張良一改之前慵懶仙風的樣子,眼神一下子變得犀利起來道:“歸根結底就是你們呂氏的實力太大,導緻他的忌憚,而解決辦法就是引入外力,讓他知道有其他勢力可以與你們抗衡,這樣一來,他就能放心将天下交給太子了。”
呂澤道:“外部勢力?哪個勢力?怎麽保證他們不會支持劉如意,以及與我們作對?”
張良道:“白氏,隻有白氏能讓他覺得樂可以與你們對抗,而且如果連白氏都支持太子了,他就會知道,天下人心在太子,而且憑借白氏的政治信譽,隻要支持了太子,就不會奪他的江山,也不用擔心太子被你們呂氏操控成傀儡!”
“白氏,白氏···”呂澤敲打着桌子,不斷思考其中的利弊。想着與其引入不确定的其他勢力,不如引入信譽更好的白氏,兩方可以合作,太子之位就穩了,而且白氏并不會侵占自己的利益。
決定後,呂澤問道:“如今白氏全都在朝歌,因爲邯鄲之盟的緣故,幾乎明示了不會在當今皇帝在位時輔佐他,如何能夠請他們出山?”
張良笑道:“要是直接說請他們入中央輔佐皇帝,不必多說,一定會被拒絕,但是太子劉盈不同皇帝,太子素有孝順仁慈之名,這與白氏的政治主張和主君要求十分契合,況且請他們出山是爲了輔佐太子,教導太子,爲了以後的諸夏,想來他們是不會拒絕的。”
呂澤聽着連連點頭,張良繼續說道:“你聽過商山四皓嗎?”
“你是說陛下一直想要請出山的四位秦時的博士?”
張良點頭道:“正是,商山四皓分别爲東園公唐秉、夏黃公崔廣、绮裏季吳實、甪裏先生周術,他們是秦始皇時七十名博士官中的四位,因爲不滿秦始皇焚書的舉動,他們逃出鹹陽,結廬隐居于商山。
我年輕時候,曾受過夏黃公崔廣先生的指點,故而才有識人,軍略之能,陛下也是多次聽我說了這幾位老先生的賢能,所以才不斷邀請他們出山。
可是陛下不知道的是,這四位老先生都是儒道兼修之人,更不知道的是,四位都是在白氏學府畢業的學士,儒修的是《白氏春秋》,道修的是天師白朗留在白氏學府的道經,所以其與白氏淵源頗深。

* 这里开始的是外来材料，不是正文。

PR #13219, opened 2024-03-26
Replace boolean flags on `IOContext` with an enum.

### LINKED ISSUE #13211: Replace boolean flags on IOContext with an enum
### Description

`IOContext` has a few boolean flags: `readOnce`, `load`, `randomAccess`. But some combinations of these flags don't make sense, e.g. something can't be `readOnce` and `randomAccess` at the same time. So it would be natural to identify combinations that make sense and represent them as an `enum`.

Separately @rmuir suggested having a more natural translation between `IOContext` and `(m|f)advise`. So maybe this enum could be modeled after the allowed values for `posix_fadvise`:  `NOREUSE` (read-once), `RANDOM`, etc.

jpountz:
This replaces the `load`, `randomAccess` and `readOnce` flags with a `ReadAdvice` enum, whose values are aligned with the allowed values to (f|m)advise.

Closes #13211

### DIFF
--- a/lucene/codecs/src/java/org/apache/lucene/codecs/blockterms/VariableGapTermsIndexReader.java
+++ b/lucene/codecs/src/java/org/apache/lucene/codecs/blockterms/VariableGapTermsIndexReader.java
@@ -27,6 +27,7 @@ import org.apache.lucene.index.CorruptIndexException;
 import org.apache.lucene.index.FieldInfo;
 import org.apache.lucene.index.IndexFileNames;
 import org.apache.lucene.index.SegmentReadState;
+import org.apache.lucene.store.IOContext;
 import org.apache.lucene.store.IndexInput;
 import org.apache.lucene.util.Accountable;
 import org.apache.lucene.util.Accountables;
@@ -53,7 +54,7 @@ public class VariableGapTermsIndexReader extends TermsIndexReaderBase {
             state.segmentInfo.name,
             state.segmentSuffix,
             VariableGapTermsIndexWriter.TERMS_INDEX_EXTENSION);
-    final IndexInput in = state.directory.openInput(fileName, state.context.toReadOnce());
+    final IndexInput in = state.directory.openInput(fileName, IOContext.READONCE);
     boolean success = false;
 
     try {
--- a/lucene/core/src/java/org/apache/lucene/store/IOContext.java
+++ b/lucene/core/src/java/org/apache/lucene/store/IOContext.java
@@ -27,22 +27,11 @@ import java.util.Objects;
  * @param context An object of a enumerator Context type
  * @param mergeInfo must be given when {@code context == MERGE}
  * @param flushInfo must be given when {@code context == FLUSH}
- * @param readOnce This flag indicates that the file will be opened, then fully read sequentially
- *     then closed.
- * @param load This flag is used for files that are a small fraction of the total index size and are
- *     expected to be heavily accessed in random-access fashion. Some {@link Directory}
- *     implementations may choose to load such files into physical memory (e.g. Java heap) as a way
- *     to provide stronger guarantees on query latency.
- * @param randomAccess This flag indicates that the file will be accessed randomly. If this flag is
- *     set, then readOnce will be false.
+ * @param readAdvice Advice regarding the read access pattern. Write operations should disregard
+ *     this field.
  */
 public record IOContext(
-    Context context,
-    MergeInfo mergeInfo,
-    FlushInfo flushInfo,
-    boolean readOnce,
-    boolean load,
-    boolean randomAccess) {
+    Context context, MergeInfo mergeInfo, FlushInfo flushInfo, ReadAdvice readAdvice) {
 
   /**
    * Context is a enumerator which specifies the context in which the Directory is being used for.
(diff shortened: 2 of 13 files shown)


lucene/codecs/src/java/org/apache/lucene/codecs/blockterms/VariableGapTermsIndexReader.java
```diff
@@ -53,7 +54,7 @@ public VariableGapTermsIndexReader(SegmentReadState state) throws IOException {
             state.segmentInfo.name,
             state.segmentSuffix,
             VariableGapTermsIndexWriter.TERMS_INDEX_EXTENSION);
-    final IndexInput in = state.directory.openInput(fileName, state.context.toReadOnce());
+    final IndexInput in = state.directory.openInput(fileName, IOContext.READONCE);
```
jpountz, line 57: A change to this class wouldn't be necessary anymore once #13216 is merged.

lucene/core/src/java/org/apache/lucene/store/IOContext.java
```diff
@@ -54,58 +43,74 @@ public enum Context {
...
+    RANDOM,
+    /** Data is expected to be read sequentially with very little seeking at most. */
+    SEQUENTIAL,
+    /**
+     * Data is treated as random-access memory in practice. {@link Directory} implementations may
+     * explicitly load the content of the file in memory, or provide hints to the system so that it
+     * loads the content of the file into the page cache at open time. This should only be used on
+     * very small files that can be expected to fit in RAM with very high confidence.
+     */
+    LOAD
```
jpountz, line 67: I wonder if there's a better name for this that is more aligned with other constant names. `RANDOM_ACCESS_MEMORY`?

lucene/core/src/java/org/apache/lucene/store/IOContext.java
```diff
@@ -54,58 +43,74 @@ public enum Context {
...
+  public static final IOContext READONCE = new IOContext(ReadAdvice.SEQUENTIAL);
 
-  public static final IOContext READ = new IOContext(false, false, false);
+  public static final IOContext READ = new IOContext(ReadAdvice.NORMAL);
 
-  public static final IOContext LOAD = new IOContext(false, true, true);
+  public static final IOContext LOAD = new IOContext(ReadAdvice.LOAD);
 
-  public static final IOContext RANDOM = new IOContext(false, false, true);
+  public static final IOContext RANDOM = new IOContext(ReadAdvice.RANDOM);
```
jpountz, line 79: FWIW kept these constant names as-is rather than align them with `ReadAdvice` constant names on purpose as they convey stronger expectations.

uschindler: We can still refactor and rename them a bit. The LOAD should really be PRELOAD.

lucene/core/src/java21/org/apache/lucene/store/PosixNativeAccess.java
```diff
@@ -135,12 +135,12 @@ public void madvise(MemorySegment segment, IOContext context) throws IOException
     }
   }
 
-  private Integer mapIOContext(IOContext ctx) {
-    return switch (ctx.readAdvice()) {
+  private Integer mapIOContext(ReadAdvice readAdvice) {
```
uschindler, line 138: should be `mapReadAdvice()` :-)

uschindler (approved):

lucene/core/src/java/org/apache/lucene/store/IOContext.java
```diff
@@ -54,58 +42,50 @@ public enum Context {
...
+      new IOContext(Context.DEFAULT, null, null, ReadAdvice.NORMAL);
 
-  public static final IOContext READONCE = new IOContext(true, false, false);
+  public static final IOContext READONCE = new IOContext(ReadAdvice.SEQUENTIAL);
 
-  public static final IOContext READ = new IOContext(false, false, false);
+  public static final IOContext READ = new IOContext(ReadAdvice.NORMAL);
 
-  public static final IOContext LOAD = new IOContext(false, true, true);
+  public static final IOContext PRELOAD = new IOContext(ReadAdvice.RANDOM_PRELOAD);
```
uschindler, line 52: This may need a MIGRATE.md entry.

jpountz:
> P.S.: Are we using RANDOM at the moment?

Not yet, we'd need to start using it where it makes sense like we do for (PRE)LOAD.

> I also found https://github.com/elastic/elasticsearch/issues/27748, this person suggests to pass RANDOM for everything.

Yeah, Wikimedia also did testing and they [report](https://phabricator.wikimedia.org/T169498) getting best performance with a mmap readahead of 16kB instead of the default of 128kB (it's shared on the same thread). It feels a bit like a bug to me that mmap has such a higher readahead than regular read operations, I wonder if we should recommend lowering this default readahead in our wiki / javadocs instead of trying to work around it by passing RANDOM everywhere. My preference would be to not index too much on how the various hints perform in practice and try to provide what seems to be the correct read advice based on what we know of the access patterns. E.g. postings and doc values data should probably use NORMAL, stored fields, term vectors and vectors data should probably use RANDOM, etc.

uschindler:
> > P.S.: Are we using RANDOM at the moment?
> 
> Not yet, we'd need to start using it where it makes sense like we do for (PRE)LOAD.
> 
> > I also found [elastic/elasticsearch#27748](https://github.com/elastic/elasticsearch/issues/27748), this person suggests to pass RANDOM for everything.
> 
> Yeah, Wikimedia also did testing and they [report](https://phabricator.wikimedia.org/T169498) getting best performance with a mmap readahead of 16kB instead of the default of 128kB (it's shared on the same thread). It feels a bit like a bug to me that mmap has such a higher readahead than regular read operations, I wonder if we should recommend lowering this default readahead in our wiki / javadocs instead of trying to work around it by passing RANDOM everywhere. My preference would be to not index too much on how the various hints perform in practice and try to provide what seems to be the correct read advice based on what we know of the access patterns. E.g. postings and doc values data should probably use NORMAL, stored fields, term vectors and vectors data should probably use RANDOM, etc.

The question that I have about this: How to handle merging then? If we use random access for some files and then want to merge away the segments. As you said before, the problem is with reused NRT readers for merging. I think, we should not hardcode the RANDOM flag now on all files?!

It is good that IOContext with MergeInfo always requires SEQUENTIAL, but is this really used in all cases when we merge? When its hardcoded while opening index files we have a problem. The example of the vargaps reader has exactly that problem: It always uses readOnce.

I think you are more familar with how the merging works, these are just some points to consider.

uschindler (approved):

jpountz:
> The question that I have about this: How to handle merging then?

This is a big question to me too. With reader pooling, if you open a reader and then it gets included in a merge, we'll reuse the same `SegmentReader` and its existing open index inputs, which have likely been open with a `NORMAL` or `RANDOM` advice. Ideally there would be a way for our `getMergeInstance()` APIs to somehow return a clone that has a different read advice.

> It is good that IOContext with MergeInfo always requires SEQUENTIAL, but is this really used in all cases when we merge?

My understanding is that it will only be used if the index input is created with the `IOContext` that is set on the `SegmentReadState` and this reader has been open specifically for merging, said otherwise the index has not been reopened between the time when the segment got written and the time when the same segment got merged away. This is only going to cover a small subset of the segments that we write, this doesn't look good enough to me.

jpountz:
> P.S.: Are we using RANDOM at the moment?

FYI I tried to start switching some files to it at #13222 and discussed some limitations.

陛下不僅輕視儒生,更是用計使得白氏去了王号,更是不得白氏支持,四位先生跟随白氏的意志,自然不肯出山了啊!”
呂澤苦惱道:“那我們怎麽辦啊!”
張良笑道:“聽說太上皇去世的時候,白公世子去見太子了?”
呂澤點頭道:“是的,還留有一套《白氏春秋》,太子每日愛不釋手。”
“如今太子的太傅是叔孫通吧!”
“正是”
張良思考片刻道:“這樣,你回去告訴皇後,讓太子親自寫一封信,告訴白世子駿,說自己一個人獨自專研《白傳》,而太傅又是修《谷梁春秋》的叔孫通,多有不懂,害怕誤入歧途,
請求世子推薦一位或多位精修《白氏春秋》大賢,來教導自己。相信白氏給太子《白傳》,也有支持太子的意思,這是向中央放了一個政治信号,表明,白氏要在下一位皇帝時,正式出山了。
而當白氏出山支持太子後,商山四皓一定會出山的,這樣太子得到了教導,皇帝也息了易儲之心,白氏也放下了與中央的間隙,豈不是一箭三雕?”
呂澤撫掌道:“妙啊!不愧是留侯,在下實在佩服。”說完起身給張良行了一個禮,呂釋之見狀也跟着對張良行禮。
張良坐着受了這一禮,然後一手結印坐着行禮道:“希望兩位不要忘了與我的約定才好。”
呂澤高興道:“留侯放心,我呂澤說到做到,你可以安心在這山上修道了。”
張良閉着眼睛,躬身道了一聲:“福生無量天尊!”
呂澤知道自己該告辭了,便帶着呂釋之和兩個護衛走了。
張良回到太清殿,徐道空笑着道:“解決了?”
張良松了口氣道:“解決了!”
徐道空沒有多言,閉上眼睛繼續打坐,張良行了一禮後,坐了下來,要靜心打坐,将剛才的一切平靜下來,等會兒才能靜下心去看道經。